Wasn't the policy of revenge, moreover, officially condemned in Weimar? Didn’t President Bauer, in his opening address for July, declare war on reaction by saying: “We must stifle, with the greatest effort, a certain number of people who do not know a finer ideal than that of the old Empire, full of military force and powerful by its several bayonets. This ideal, we deny it purely and simply.” And on the same day, with even more suavity, Minister Hermann Müller spoke of this new amity that Germany was about to introduce into its relations with foreign nations. “We must convince the world of our unshakeable will for peace... The better the world knows that we do not have a democracy without democrats and a republic without republicans, the more our ‘moral change’ will rise outside... Let us bury all the methods of this policy of violence which definitely belongs to the past.” We are therefore reassured. German policy is firmly oriented towards peace. Reading these manifestos and speeches, like so many other assurances given by the press, magazines and books, how can one not declare oneself satisfied?…

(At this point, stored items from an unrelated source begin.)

PR #6867, opened 2024-12-26
Refactor the grafana dashboard template

turboFei:

The original dashboard dashboard template does not work for my use case:

In this PR:
1. I add the `baseFilter` variable, default value is `job=~"kyuubi"`.
2. apply the `baseFilter` for all expressions
3. add `baseLegend` for the legendFormat
4. Fix hardcode typos 
5. remove the `sum` from the expressions for JVM

image

No.

### DIFF
--- a/grafana/dashboard-template.json
+++ b/grafana/dashboard-template.json
@@ -136,7 +136,7 @@
           "expr": "kyuubi_jvm_uptime{instance=~\"$instance\",$baseFilter}",
           "format": "time_series",
           "instant": true,
-          "legendFormat": "{{instance}}",
+          "legendFormat": "${baseLegend}",
           "range": false,
           "refId": "A"
         }
@@ -231,7 +231,7 @@
           "includeNullMetadata": true,
           "instant": false,
           "interval": "",
-          "legendFormat": "{{instance}}-batch",
+          "legendFormat": "${baseLegend}-batch",
           "range": true,
           "refId": "A",
           "useBackend": false
@@ -245,7 +245,7 @@
           "expr": "kyuubi_connection_total_INTERACTIVE{instance=~\"$instance\",$baseFilter}",
           "hide": false,
           "instant": false,
-          "legendFormat": "{{instance}}-interactive",
+          "legendFormat": "${baseLegend}-interactive",
           "range": true,
           "refId": "B"
         }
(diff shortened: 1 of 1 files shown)


grafana/dashboard-template.json
```diff
@@ -113,7 +147,7 @@
     {
       "datasource": {
         "type": "prometheus",
-        "uid": "PBFA97CFB590B2093"
```
turboFei, line 116: hardcode before

grafana/dashboard-template.json
```diff
@@ -191,27 +225,27 @@
...
-          "legendFormat": "{{instance}}-batch",
+          "legendFormat": "${baseLegend}-batch",
           "range": true,
           "refId": "A",
           "useBackend": false
         },
         {
           "datasource": {
             "type": "prometheus",
-            "uid": "PBFA97CFB590B2093"
```
turboFei, line 208: hardcode before

grafana/dashboard-template.json
```diff
@@ -684,27 +718,27 @@
...
           "hide": false,
-          "legendFormat": "Eden Space Committed",
+          "legendFormat": "${baseLegend} Eden Space Committed",
           "range": true,
           "refId": "A"
         },
         {
           "datasource": "${DS_PROMETHEUS}",
           "editorMode": "code",
-          "expr": "sum(kyuubi_memory_usage_pools_Par_Eden_Space_max)",
```
turboFei, line 705: not sure whether the `sum` is necessary, but I think we can remove such kind of metrics.

Because seems it does not exists for my kyuubi server + JDK17.

turboFei: I think only reserve the Memery Usage  + GC count is enough.

cc @pan3793

pan3793:
verified locally, lgtm.

nit, can we put `$baseFilter` at first?
```patch
- {instance=~\"$instance\",$baseFilter}
+ {$baseFilter,instance=~\"$instance\"}
```

turboFei:
> verified locally, lgtm.
> 
> nit, can we put `$baseFilter` at first?
> 
> ```diff
> - {instance=~\"$instance\",$baseFilter}
> + {$baseFilter,instance=~\"$instance\"}
> ```


Updated.

yaooqinn (approved):

pan3793 (approved):

pan3793:
thanks, merged to master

It would be a mistake. Only the neutrals and the naïve are taken in by it, those who have a narrow conception of the question, who limit too narrowly, either the old Pan-Germanism, or the general conditions of this great struggle between nations or groups of nations whose world war was only the prelude. Because the Pan-German tradition is not a party affair. It is not strictly limited to the extreme right. Pan-Germans and imperialists were, no doubt to varying degrees, successfully won over before 1914 to all the parties. Pan-Germanism is not just an attitude or a program. It was, it still is, a spirit, a conviction, a religion. Its main idea, elaborated by thinkers and gradually inoculated into the mass of the nation, is that the German people are superior to all others by their “ideal,” this word signifying a determined ideal of social organisation and civilisation. In the name of this ideal, he assigns himself a mission in the world. It is a sui generis2 universalism that wants to extend the German conception of life to the whole world.
If we then enlarge, by thought, the theatre of war, if we see, on the morrow of hostilities as it’s been so properly called, the beginning of a still vaster, deeper struggle, a rivalry not only economic, but also social; If we say to ourselves that only those nations will definitively win the war which will best resolve the question of questions, the social question, the problem of rationally organised labor with a view to supplying and producing food, can we not fear that, on this new and formidable chessboard, Pan-Germanism does not reappear in an enlarged form and that Germany does not want to resume, in another direction, this hegemony coveted for so long, with such untiring perseverance?
This is exactly the question. It can be posed without questioning socialism, or democracy, or any doctrine whatsoever. What matters, in fact, is to define the spirit of ancient Pan-Germanism. We shall then see whether, apart from the reactionary parties which have remained faithful to the original program, this spirit does not reappear, under new aspects, in German democracy and socialism.